Information Systems Frontiers ( IF 6.9 ) Pub Date : 2024-09-12 , DOI: 10.1007/s10796-024-10527-5 Francesca Angelone , Federica Kiyomi Ciliberti , Giovanni Paolo Tobia , Halldór Jónsson , Alfonso Maria Ponsiglione , Magnus Kjartan Gislason , Francesco Tortorella , Francesco Amato , Paolo Gargiulo
Osteoarthritis (OA) is a common joint disease affecting people worldwide, notably impacting quality of life due to joint pain and functional limitations. This study explores the potential of radiomics — quantitative image analysis combined with machine learning — to enhance knee OA diagnosis. Using a multimodal dataset of MRI and CT scans from 138 knees, radiomic features were extracted from cartilage segments. Machine learning algorithms were employed to classify degenerated and healthy knees based on radiomic features.

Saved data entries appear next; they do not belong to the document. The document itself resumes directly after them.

PR #9741, opened 2023-06-25
Adding the option to add an external websocket route class

roysagi:
This will enable users to use their own websocket route class with their dependencies and restrictions without overriding the `add_api_websocket_route` function


Kludex:
Can you show me a use-case this would be useful for?

roysagi:
@Kludex - Can't show you but can explain.
In my company, we have an internal mechanism to check permissions for API/WebSocket calls done by external users and our FE. This mechanism is done by checking a specific kind of dependency - we wanted to make sure each of our routes is covered with a permission check and will not let a route be set without it - thus we needed to implement our own WebSocket Route class.

We feel this use case can be expanded, letting users control what checks are done on the route and maybe even how the WebSocket connection is handled by letting them implement their own Route classes with minimal change to the existing code - which led to this PR.

tiangolo:
Thanks for the interest @roysagi!

I'm not sure I understand the use case well. :thinking: 

Let's start in a GitHub Discussion, filling the form with all the data, and including a minimal self contained example that we can copy-paste and run and that shows what you intend to achieve but you can't yet. Maybe there's another way to achieve it.

Then, after that, we can consider a PR for the use case, with some tests that cover the use case and don't pass on `master`, but pass with the fix.

For now I'll close this one, let's start in a Discussion. :coffee:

Feature selection, guided by correlation and importance analyses, revealed texture and shape-related features as key predictors. Robustness analysis, assessing feature stability across segmentation variations, further refined feature selection. Results demonstrate high accuracy in knee OA classification using radiomics, showcasing its potential for early disease detection and personalized treatment approaches. This work contributes to advancing OA assessment and is part of the European SINPAIN project aimed at developing new OA therapies.
中文翻译:
预测骨关节炎患者膝关节软骨退变的创新诊断方法:基于放射组学的研究
骨关节炎 (OA) 是一种影响全世界人民的常见关节疾病,特别是由于关节疼痛和功能限制而影响生活质量。这项研究探讨了放射组学(定量图像分析与机器学习相结合)在增强膝关节 OA 诊断方面的潜力。使用 138 个膝盖的 MRI 和 CT 扫描多模态数据集,从软骨段中提取放射组学特征。采用机器学习算法根据放射学特征对退化和健康的膝盖进行分类。在相关性和重要性分析的指导下,特征选择揭示了与纹理和形状相关的特征作为关键预测因素。鲁棒性分析,评估跨分割变化的特征稳定性,进一步细化特征选择。结果表明,使用放射组学对膝关节 OA 进行分类具有很高的准确性,展示了其在早期疾病检测和个性化治疗方法方面的潜力。这项工作有助于推进 OA 评估,是旨在开发新 OA 疗法的欧洲 SINPAIN 项目的一部分。